Custodian and Transfer Agent

	Bankers Trust, 280 Park Avenue, New  York, New York 10017, 
serves as custodian for the Fund.  As custodian, it holds the 
Fund's assets.  Bankers Trust will comply with the self-
custodian provisions of Rule 17f-2 under the 1940 Act.

	First Data serves as transfer agent of the Trust.  Under 
its transfer agency agreement with the Trust, First Data 
maintains the shareholder account records for the Fund, handles 
certain communications between shareholders and the Fund and 
causes to be distributed any dividends and distributions payable 
by the Fund.

	Bankers Trust and First Data may be reimbursed by the Fund 
for out-of-pocket expenses.

Use of Name

	The Trust and Bankers Trust have agreed that the Trust may 
use "BT" as part of its name for so long as Bankers Trust serves 
as investment manager to the Fund.  The Trust has acknowledged 
that the term "BT" is used by and is a property right of certain 
subsidiaries of Bankers Trust and that those subsidiaries and/or 
Bankers Trust may at any time permit others to use that term.

	The Trust may be required, on 60 days' notice from Bankers 
Trust at any time, to abandon use of the acronym "BT" as part of 
its name.  If this were to occur, the Trustees would select an 
appropriate new name for the Trust, but there would be no other 
material effect on the Trust, its shareholders or activities.

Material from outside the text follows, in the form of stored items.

PR #2438, opened 2024-09-17
Fix attachp tests when ptrace_scope is missing

peace-maker:
Assume we can attach to any process when ptrace_scope is not available. This is the case in WSL2.

### DIFF
--- a/tests/gdb-tests/tests/test_attachp.py
+++ b/tests/gdb-tests/tests/test_attachp.py
@@ -5,6 +5,7 @@ import os
 import re
 import subprocess
 import tempfile
+from pathlib import Path
 
 import pytest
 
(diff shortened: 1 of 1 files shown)


tests/gdb-tests/tests/test_attachp.py
```diff
@@ -16,10 +17,15 @@
...
-        if len(result) >= 1 and result[0] == "0":
-            can_attach = True
+    ptrace_scope = Path("/proc/sys/kernel/yama/ptrace_scope")
+    if ptrace_scope.exists():
+        with ptrace_scope.open() as f:
+            result = f.read()
+            if len(result) >= 1 and result[0] == "0":
+                can_attach = True
+    else:
+        # If the file doesn't exist, assume we can attach
```
disconnect3d, line 27:
```suggestion
        # If the file doesn't exist, assume we can attach
        # This is the case e.g. for running tests under WSL2
```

Banking Regulatory Matters

	Bankers Trust has been advised by its counsel that in its 
opinion Bankers Trust may perform the services for the Fund 
contemplated by the Management Agreement and other activities 
for the Fund described in the Prospectus and this Statement of 
Additional Information without violation of the Glass-Steagall 
Act or other applicable banking laws or regulations.  However, 
counsel has pointed out that future changes in either Federal or 
state statutes and regulations concerning the permissible 
activities of banks or trust companies, as well as future 
judicial or administrative decisions or interpretations of 
present and future statutes and regulations, might prevent 
Bankers Trust from continuing to perform those services for the 
Trust and the Fund.  State laws on this issue may differ from 
the interpretations of relevant Federal law and banks and 
financial institutions may be required to register as dealers 
pursuant to state securities law.  If the circumstances 
described above should change, the Boards of Trustees would 
review the relationships with Bankers Trust and consider taking 
all actions necessary in the circumstances.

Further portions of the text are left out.